Dataset records
*** Begin section ***

PR #2145, opened 2020-09-07
Fix textbox element bindings on size changes

### LINKED ISSUE #2134: Arrow binding does not update on text edit
When an arrow is pointing from or to a text object, and the text object is edited such that it changes size, one has to explicitly move it in order to properly update the arrow position.

Before:
image

After text edit:
image

After nudge:
image

It's a small detail, but I believe it's a bug worth squashing. Thanks in advance!

salehmoh:
This PR fixes the small bug with textbox bindings not automatically updating until you move one of the connected elements.

- Bug seems to occur when:
  - The text input is changed
  - The textbox is resized

Before:

After:
eAfGKduipn

closes #2134

### DIFF
--- a/src/components/App.tsx
+++ b/src/components/App.tsx
@@ -1683,7 +1683,9 @@ class App extends React.Component<ExcalidrawProps, AppState> {
       },
       onChange: withBatchedUpdates((text) => {
         updateElement(text);
-        updateBoundElements(element as NonDeleted<ExcalidrawTextElement>);
+        if (isNonDeletedElement(element)) {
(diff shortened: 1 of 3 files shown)


dwelle:
Cool. Have you tried updating on typing? Is that distracting?

salehmoh:
@dwelle I actually didn't think of that as I made those change. I updated the PR to update the bindings as the user types. Thanks for pointing that out!

dwelle:
Thanks. I just slightly modified it to avoid the assertion.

*** End section ***

Beginning with the line that holds "This PR fixes", please give again each line exactly until the records end, and include that final line.

This PR fixes the small bug with textbox bindings not automatically updating until you move one of the connected elements.

- Bug seems to occur when:
  - The text input is changed
  - The textbox is resized

Before:

After:
eAfGKduipn

closes #2134

### DIFF
--- a/src/components/App.tsx
+++ b/src/components/App.tsx
@@ -1683,7 +1683,9 @@ class App extends React.Component<ExcalidrawProps, AppState> {
       },
       onChange: withBatchedUpdates((text) => {
         updateElement(text);
-        updateBoundElements(element as NonDeleted<ExcalidrawTextElement>);
+        if (isNonDeletedElement(element)) {
(diff shortened: 1 of 3 files shown)


dwelle:
Cool. Have you tried updating on typing? Is that distracting?

salehmoh:
@dwelle I actually didn't think of that as I made those change. I updated the PR to update the bindings as the user types. Thanks for pointing that out!

dwelle:
Thanks. I just slightly modified it to avoid the assertion.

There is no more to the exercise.